Investment paths: choosing your route
When investing in the generative AI tech stack, envisioning the future market structure of the foundational model market is crucial. We’re looking at two main scenarios here: it will either become a market dominated by a few of the large tech firms or an open ecosystem.
If you believe this market will have an oligopolistic structure and be dominated by OpenAI, Google, AWS, and Microsoft, it would be challenging, if not impossible, for smaller and innovative companies to make their mark. This scenario suggests a more cautious approach when investing in foundational models and when investing in the tooling layer as the big tech firms will then also dominate the tooling space. Investments in startups would then be directed towards the application layer instead.
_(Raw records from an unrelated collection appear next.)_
Issue #774, opened 2022-07-16
Information descriptors are enum values, must be structs


al42and:
**Bug summary**

Per [2020r5 spec](https://registry.khronos.org/SYCL/specs/sycl-2020/html/sycl-2020.html#sec:information-descriptors), the info descriptors (like `sycl::info::device::device_type`) must be `struct`s:

```cpp
namespace sycl {
namespace info {
namespace platform {
struct profile;
}}}
```

In hipSYCL, they are [enum values](https://github.com/illuhad/hipSYCL/blob/2d937998228826f183a670d927749a4e6cb93a11/include/hipSYCL/sycl/info/platform.hpp#L41):

```cpp
namespace sycl {
namespace info {
enum class platform : unsigned int
{
  profile,
}}}
```

**To Reproduce**

```cpp
// Compile with syclcc test.cpp --hipsycl-targets=omp
#include <sycl/sycl.hpp>
int main() {
  using dt = sycl::info::device::device_type;
  return 0;
}
```

**Expected behavior**

The code above should compile fine. In practice, it produces an error:

`test.cpp:4:14: error: no type named 'device_type' in 'hipsycl::sycl::info::device'; did you mean 'hipsycl::sycl::info::device_type'?`

**Describe your setup**
* Latest `develop` version of hipSYCL, 2d937998228826f183a670d927749a4e6cb93a11
* Describe the dependencies that hipSYCL sits on top of in your setup: 
   * clang-14

**Additional context**

Pretty minor thing and easy to work around. Just wanted to record it.

aaronmondal:
Potentially related is that
> Information query descriptors have been changed to structures under namespaces named accordingly. param_traits has been removed and the return type of an information query is now contained in the descriptor.

at the bottom of [Appendix D](https://registry.khronos.org/SYCL/specs/sycl-2020/html/sycl-2020.html#cha:what-changed-from).

In hipSYCL:
https://github.com/illuhad/hipSYCL/blob/f31fd92f9cb90852e75025c7b7d9ca748f15c31a/include/hipSYCL/sycl/info/param_traits.hpp#L38-L44

illuhad:
Yes, this is all due to changes from SYCL 1.2.1 to 2020. For most applications, the practical effect of this is fairly limited, so it wasn't a priority to do all the refactoring work to change this to SYCL 2020 until now.

PR #832, opened 2022-09-22
Fix device::max_work_item_sizes

nmnobre:
Hi @illuhad,

I've noticed that `sycl::device::get_info<sycl::info::device::max_work_item_sizes>()` returns the allowed per-dimension number of work items, i.e. threads, not on a block, i.e. a work group, but on a grid of blocks. It seems the standard is asking for the former? I don't know if you can test it easily, but our friends at [intel](https://github.com/intel/llvm/blob/0cd04144d9ca83371c212e8e4709a59c968291b9/sycl/plugins/cuda/pi_cuda.cpp#L878-L879) seem to have the same opinion.

Currently, I've only changed the behaviour for the cuda backend to illustrate the idea, but we should change the others too before eventually merging.

Cheers,
-Nuno


illuhad:
Thanks for bringing this up. I've had a look at the spec, and I think you are right. 

However, I think the `max_global_size`  property of the runtime should remain the same, since it correctly returns the max global size as the name suggests. We should probably introduce new properties for the max group size in each dimension, `max_group_size0, max_group_size1` etc.

nmnobre:
> However, I think the `max_global_size` property of the runtime should remain the same, since it correctly returns the max global size as the name suggests. We should probably introduce new properties for the max group size in each dimension, `max_group_size0, max_group_size1` etc.

Sounds good, I think it looks better now.

src/runtime/omp/omp_hardware_manager.cpp
```diff
@@ -141,6 +141,15 @@ omp_hardware_context::get_property(device_uint_property prop) const {
   case device_uint_property::max_global_size2:
     return std::numeric_limits<std::size_t>::max();
     break;
+  case device_uint_property::max_group_size0:
+    return std::numeric_limits<std::size_t>::max();
```
fodinabor: I think we want to honor the 1024 elements limit as with `max_group_size` - this is due to the (admittedly arbitrary) limit present in the accelerated CPU backend.

nmnobre: You are quite right, that was an oversight on my part.

src/runtime/cuda/cuda_hardware_manager.cpp
```diff
@@ -219,6 +219,15 @@ cuda_hardware_context::get_property(device_uint_property prop) const {
   case device_uint_property::max_global_size2:
     return _properties->maxThreadsPerBlock * _properties->maxGridSize[2];
```
al42and: It seems that `device_uint_property::max_global_sizeX` are not correct (should be `_properties->maxThreadsDim[X] * _properties->maxGridSize[X]`). However, as far as I can tell, they are not used now, so we can safely remove them.

include/hipSYCL/sycl/device.hpp
```diff
@@ -313,11 +313,11 @@ HIPSYCL_SPECIALIZE_GET_INFO(device, max_work_item_dimensions)
...
   std::size_t size0 = static_cast<std::size_t>(get_rt_device()->get_property(
-      rt::device_uint_property::max_global_size0));
+      rt::device_uint_property::max_group_size0));
   std::size_t size1 = static_cast<std::size_t>(get_rt_device()->get_property(
-      rt::device_uint_property::max_global_size1));
+      rt::device_uint_property::max_group_size1));
   std::size_t size2 = static_cast<std::size_t>(get_rt_device()->get_property(
-      rt::device_uint_property::max_global_size2));
+      rt::device_uint_property::max_group_size2));
   return id<3>{size0, size1, size2};
```
al42and, line 321: Pre-existing problem: given how we "flip" the launch dimensions for CUDA, HIP (https://github.com/illuhad/hipSYCL/blob/f3177b86c7731c27805dfff51c1efa2e7b96cb1f/include/hipSYCL/glue/generic/hiplike/hiplike_kernel_launcher.hpp#L366), and ZE (https://github.com/illuhad/hipSYCL/blob/f3177b86c7731c27805dfff51c1efa2e7b96cb1f/include/hipSYCL/glue/ze/ze_kernel_launcher.hpp#L381), should we flip the order here as well?

src/runtime/cuda/cuda_hardware_manager.cpp
illuhad: Good catch, we should fix them.

include/hipSYCL/sycl/device.hpp
illuhad: I'd say, no. Index flipping is a problem of the kernel headers and the glue code, not of the runtime library which is currently completely unaware that something like this happens. Also, even if we wanted to, we couldn't expose the right flipping here because the correct flip depends on the dimensionality of the query. I.e. `max_size[0]` would depend on whether we are asking for a 1D, 2D, or 3D kernel.

The reason why SYCL 2020 changed the device descriptors to structs instead of enums was precisely to carry the information about the dimensionality. Because I don't want a templated query interface for the runtime, this is another reason why it probably should be handled by the headers. We will have to expose though whether a backend has vectorization across first index as a runtime property so that the device queries in the headers can do the right thing.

The alternative is a more open ecosystem that would result in a larger, more flexible, and more innovative market. Here, the limitations of one-size-fits-all models spark the creation of specialized solutions catering to unique needs across various industries. This open ecosystem fuels innovation and broadens the investors’ horizons, offering opportunities in foundational models, the tools that build AI applications, and the applications themselves. In my opinion, this would be the preferred scenario.
''Like every new technology, the gen AI revolution has created a market for middleware players. These are the ones that facilitate prompting, enhance datasets, and evaluate models. These tools bridge the gap between foundational models and the polished applications we use daily."
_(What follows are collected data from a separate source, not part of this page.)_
PR #834, opened 2022-09-26
Add __HIPSYCL_FORCE_INLINE_ALL__ macro to force inlining

al42and:
If `__HIPSYCL_FORCE_INLINE_ALL__` is defined, the hipSYCL plugin will attach always_inline attribute to all functions called from kernels.

For some reason, adding the `flatten` attribute to kernels does not help.

For GROMACS on NVIDIA devices, this speeds up some kernels up to 9x:

Results on RTX3060, with and without setting this flag (`-DSYCL_CXX_FLAGS_EXTRA=-D__HIPSYCL_FORCE_INLINE_ALL__`). Native CUDA shown for reference.

  | With inlining | Default | Native CUDA
-- | -- | -- | --
NbnxmKernelPruneOnly<bool=0> | 42.143us | 97.431us | 40.149us
BondedKernel<bool=0, bool=0> | 58.143us | 285.26us | 57.636us
PmeSplineAndSpreadKernel<int=4, bool=1, bool=1, bool=1, bool=1, int=1, bool=0, ThreadsPerAtom=0, int=32> | 219.91us | 759.48us | 221.41us
PmeGatherKernel<int=4, bool=1, bool=1, int=1, bool=0, ThreadsPerAtom=0, int=32> | 88.017us | 793.58us | 88.826us

</body>

</html>

### DIFF
--- a/include/hipSYCL/compiler/Frontend.hpp
+++ b/include/hipSYCL/compiler/Frontend.hpp
@@ -325,6 +325,11 @@ public:
 
   void applyAttributes()
   {
+    const auto& PPMacros = Instance.getPreprocessor().getPreprocessorOpts().Macros;
+    const bool ForceInlineAll = std::any_of(PPMacros.begin(), PPMacros.end(),
+            [](const auto& v){ return v.first == "__HIPSYCL_FORCE_INLINE_ALL__";});
+    HIPSYCL_DEBUG_INFO << "AST processing: Adding always_inline attribute to all device functions\n";
+
     for(auto F : MarkedHostDeviceFunctions)
     {
       // Strictly speaking, setting these attributes is not even necessary!
@@ -361,6 +366,9 @@ public:
         {
           RD->addAttr(clang::CUDAHostAttr::CreateImplicit(Instance.getASTContext()));
           RD->addAttr(clang::CUDADeviceAttr::CreateImplicit(Instance.getASTContext()));
+        }
+        if (ForceInlineAll && !RD->hasAttr<clang::AlwaysInlineAttr>()) {
+          RD->addAttr(clang::AlwaysInlineAttr::CreateImplicit(Instance.getASTContext()));
         }
       }
 


aaronmondal:
@al42and Interesting! What would be potential drawbacks to always enabling this for GPUs? Are there any known kinds of kernels where forceinlining would a bad idea? If the potential codesize increase is only an issue in edgecases, would it be a good idea to set this behavior as default and conditionally disable it via a `__HIPSYCL_NO_FORCE_INLINE_ALL__` macro or similar.

I find it very strange that `flatten` does not work though. According to the clang docs:
> The flatten attribute causes calls within the attributed function to be inlined unless it is impossible to do so, for example if the body of the callee is unavailable or if the callee has the noinline attribute.

If `flatten` doesn't work, could this be a bug in Clang?

al42and:
> What would be potential drawbacks to always enabling this for GPUs? Are there any known kinds of kernels where forceinlining would a bad idea?

I'm wary of messing with the default compiler behavior (including inlining heuristics), so I'm making this feature opt-in. I believe it would be beneficial to have it enabled in most cases, but I'd rather not fix things that are not broken. If the hipSYCL team thinks that it's good to have enabled by default, sure.

We can also, like in CUDA, add the `always_inline` attribute to all SYCL library functions, and let the users annotate their kernels and functions as they wish.

> If flatten doesn't work, could this be a bug in Clang?

Perhaps, I am not that familiar with LLVM internals to quickly debug the issue. For the record, I was using something like the following in the `for(auto F : MarkedKernels)` loop:

```cpp
      if (!F->hasAttr<clang::FlattenAttr>()) {
          F->addAttr(clang::FlattenAttr::CreateImplicit(Instance.getASTContext()));
      }
```

illuhad:
> @al42and Interesting! What would be potential drawbacks to always enabling this for GPUs? Are there any known kinds of kernels where forceinlining would a bad idea? If the potential codesize increase is only an issue in edgecases, would it be a good idea to set this behavior as default and conditionally disable it via a __HIPSYCL_NO_FORCE_INLINE_ALL__ macro or similar.

First of all, this would most likely not have any effect on AMD GPUs because we compile (hipcc does the same) with `-mllvm -amdgpu-early-inline-all=true -mllvm -amdgpu-function-calls=false`. So on AMD, the amdgpu LLVM backend should already inline everything. This however does not have performance reasons, but is due to the fact that some AMD hardware/ROCm versions don't support the notion of functions, and so the only way to express them is to inline all function calls. I don't know to what extent this still is the case, but last I checked hipcc still did it by default.

I remember seeing at least one case in one of the ROCm github repositories where the AMD behavior of inlining everything in HIP code caused performance issues. Couldn't find the issue with a quick search just now unfortunately. So, inlining everything is not necessarily always beneficial.

Code size on GPUs can be a real problem for very complex kernels because there is typically a hard limit to the size of kernels.

I would also expect that the nvptx backend already inlines whenever it thinks that it makes sense. The fact that there seem to be cases where it fails to recognize such opportunities hint at some of the heuristics being incomplete, or maybe there's a bug. So, the root problem should probably be addressed at the LLVM level, not by forcing a workaround for a particular issue unconditionally on all kernels and all backends.

Lastly, GPU backends are not the only citizens in town. Applying clang attributes to the AST will also potentially affect e.g. CPU backends, where the optimal inlining behavior might be very different, and inlining everything might just thrash the cache.

So, long story short, I'm also leaning towards not enabling this by default. There are plenty of examples where hipSYCL CUDA delivers similar performance as native CUDA without inlining everything, and we don't know what the impact would be there. I don't know what exactly is going on in LLVM with the Gromacs kernels that causes such performance deltas, but this is definitely the exception, not the rule.

I'm also surprised that flatten does not seem to do anything.

@al42and Which LLVM version(s) did you test and observe this performance behavior with?

al42and:
> I would also expect that the nvptx backend already inlines whenever it thinks that it makes sense. The fact that there seem to be cases where it fails to recognize such opportunities hint at some of the heuristics being incomplete, or maybe there's a bug. So, the root problem should probably be addressed at the LLVM level, not by forcing a workaround for a particular issue unconditionally on all kernels and all backends.

Agree, there is some inefficiency in the LLVM heuristics. When compiling native CUDA with Clang (no SYCL involvement), we got ~4x speed-up by forcibly inlining some functions. For comparison, NVCC was inlining those functions automatically (and got good performance). See https://gitlab.com/gromacs/gromacs/-/merge_requests/3113. So, LLVM can certainly see some improvements.

Recent versions of Clang have [`-fgpu-inline-threshold`](https://reviews.llvm.org/D99233) flag, which might be helpful, although I have not evaluated it yet.

> I'm also surprised that flatten does not seem to do anything.

Perhaps I was doing something wrong with the attribute. It needs to be applied to the `__global__` function, which is generated by the hipSYCL plugin, so I could not easily test it by just manually adding the flag :(

> @al42and Which LLVM version(s) did you test and observe this performance behavior with?

Clang 15 from LLVM's apt repos.

illuhad:
> Recent versions of Clang have [-fgpu-inline-threshold](https://reviews.llvm.org/D99233) flag, which might be helpful, although I have not evaluated it yet.

Ah, that sounds interesting.

> Perhaps I was doing something wrong with the attribute. It needs to be applied to the __global__ function, which is generated by the hipSYCL plugin, so I could not easily test it by just manually adding the flag :(

It does not generate the function, it just changes a preexisting function into a global function by attaching the attribute :-)
These functions are located here (all that marked as `__sycl_kernel` - the plugin just replaces `__sycl_kernel` with `__global__`):
https://github.com/illuhad/hipSYCL/blob/c3156fa5f76a08ab05b2436f9c45a4715489f09d/include/hipSYCL/glue/generic/hiplike/hiplike_kernel_launcher.hpp#L205
You could try to add flatten there.

> Clang 15 from LLVM's apt repos.

Okay, thanks for the info.

al42and:
Based on our testing, `-fgpu-inline-threshold` works just fine, so I'm closing it.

The power of proprietary data
Tech investors know that the data feeding the AI model is key for evaluating an AI business model. The uniqueness of a startup’s data can significantly differentiate it in the AI market. To create datasets both structured datasets (like ERP exports) and unstructured data (such as emails) are used to create unique datasets and to train and refine AI applications. Another term you often encounter when reading about Gen AI is the vector database. Vector databases store information as vectors, numerical representations of data objects clustered based on similarity. This design enables low-latency queries, which is necessary for generative AI applications.
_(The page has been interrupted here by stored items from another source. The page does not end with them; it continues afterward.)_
PR #1163, opened 2023-09-28
add parallel_for overloads with a number

bashbaug:
We have been updating our SYCL book samples for revision two of the book and we have been trying to test them with as many SYCL implementations and backends as we can.

Many of our samples use a form of `parallel_for` where the range is specified with just a number, for brevity.  For example, our [first sample](https://github.com/Apress/data-parallel-CPP/blob/main/samples/Ch01_introduction/fig_1_1_hello.cpp) has:

```c++
  q.parallel_for(sz, [=](auto& i) {
     result[i] -= 1;
   }).wait();
```

rather than:

```c++
  q.parallel_for(range<1>(sz), [=](auto& i) {
     result[i] -= 1;
   }).wait();
```

This syntax doesn't currently work in AdaptiveCpp though, and the explicit `range<1>` syntax is currently required.

The book syntax is explicitly allowed in the spec, see [parallel_for invoke](https://registry.khronos.org/SYCL/specs/sycl-2020/html/sycl-2020.html#_parallel_for_invoke):

> The parallel_for overload without an offset can be called with either a number or a braced-init-list with 1-3 elements. In that case the following calls are equivalent:
> * `parallel_for(N, some_kernel)` has same effect as `parallel_for(range<1>(N), some_kernel)`

In practice, I think this means that we need an explicit overload for at least this case.  This PR adds the explicit overloads.  We may need explicit overloads for the other multi-dimensional braced-init-list cases also, but that can be done in a separate PR if needed, and we do not use this syntax in our book samples currently.

There are still some failures in the book samples after this fix, which we are looking into, but many of the samples are building and running well with AdaptiveCpp with this change 👍 .


illuhad (dismissed):
This is awesome to see! Yeah, I had done some experiments to try to get the explicit conversion from `size_t` to `range<Dim>` to work, but that never worked so I agree that explicit overloads might be required (is this how DPC++ solves this?).

In any case I agree that just passing a plain number should be supported.

illuhad:
Ok, CI says that now calls with `range<1>` argument are ambiguous :( How does DPC++ solve that problem?

EDIT: Maybe `enable_if` so that the templated `range<Dim>` overload only participates if Dim > 1?

bashbaug:
> is this how DPC++ solves this?

Yes, I believe so, DPC++ has explicit overloads for the 1D, 2D, and 3D ranges: [link](https://github.com/intel/llvm/blob/aa195fd714ccd41742f86335e30d2dfd5108c4f4/sycl/include/sycl/queue.hpp#L2291).

I'll look into the CI failure.  I'm a little surprised by the ambiguous call though.  Here is what we were experimenting with, where we thought the one overload would be sufficient (for the scalar case, at least): https://godbolt.org/z/Kbz78deh6

illuhad:
The CI failure seems to be triggered by the `parallel_for` overload that has the additional deprecated `offset` argument. My guess is, since there is no explicit `range<1>, id<1>, ReductionsAndKernel` overload, the compiler does not know whether the `id<1>` argument should be part of the variadic template pack (in which case it could match `range<1>` exactly), or whether it should take the existing overload which still has the offset.

So probably it could be solved either with explicit overloads that include the `id<1>` offset, or perhaps by constraining reductions better such that `id<1>` is discarded for the variadic template argument.

bashbaug:
OK, the easiest fix seems to be to add the explicit overload for the offset case also.  Since the SYCL spec only describes parallel_for overloads for the cases without an offset (not sure why), debatably this will allow some cases to compile that really shouldn't.  For example, this will compile with acpp after these changes:

```c++
int size = 16;
int offset = 0;
h.parallel_for(size, id<1>(offset), ...);
```

Since the offset case was deprecated in SYCL 2020 maybe this is acceptable?  I've added this overload for now, and the tests that were failing previously are now building.

The other option to consider is to `enable_if` based on properties of the template parameter pack, specifically if it only contains reductions and a kernel.  This appears to be what DPC++ is doing ([link](https://github.com/intel/llvm/blob/aa195fd714ccd41742f86335e30d2dfd5108c4f4/sycl/include/sycl/handler.hpp#L2343)).  I haven't checked to see how hard it would be to do something similar in acpp.

illuhad:
> Since the offset case was deprecated in SYCL 2020 maybe this is acceptable? I've added this overload for now, and the tests that were failing previously are now building.

Yeah, we can just call it an extension ;) I think we shouldn't put more effort than necessary into deprecated features.

illuhad (approved):
Thanks Ben!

The evaluation stage is especially interesting as developers need to optimize for model performance, costs, and latency. Finding the optimal solution can be done by iterating on prompts, switching between foundational model providers, by finetuning the model. Finding the right balance between these factors can be challenging, and startups like Orquesta and Promptlayer, jump in this area by offering low/no code tools that facilitate the prompt iteration process and enable switching between foundational models to evaluate associated costs.
Deployment and continuous observation
Once a model has passed the testing phase, it moves to deployment. The deployment can be done using third-party services or self-hosted with frameworks such as Fixie. The final, ongoing phase involves observability — closely monitoring the AI’s performance in a live environment to track its efficiency, cost-effectiveness, and responsiveness. Tools provided by companies like Arize and Observe are crucial at this stage, offering developers the insights needed to maintain and improve their AI applications post-launch.
For an overview of the Gen AI tech stack companies to watch, see the image below.
Image 1. Gen AI tech stack companies.
Conclusion
The generative AI sector is rapidly evolving, with new startups and solutions emerging at every layer of the tech stack. Keeping an eye on these developments and the players involved is essential for anyone active in the AI space, whether you’re a developer, investor, or tech enthusiast. The landscape is filled with opportunities for innovation, growth, and investment, highlighting the dynamic nature of the generative AI market and its potential to reshape industries.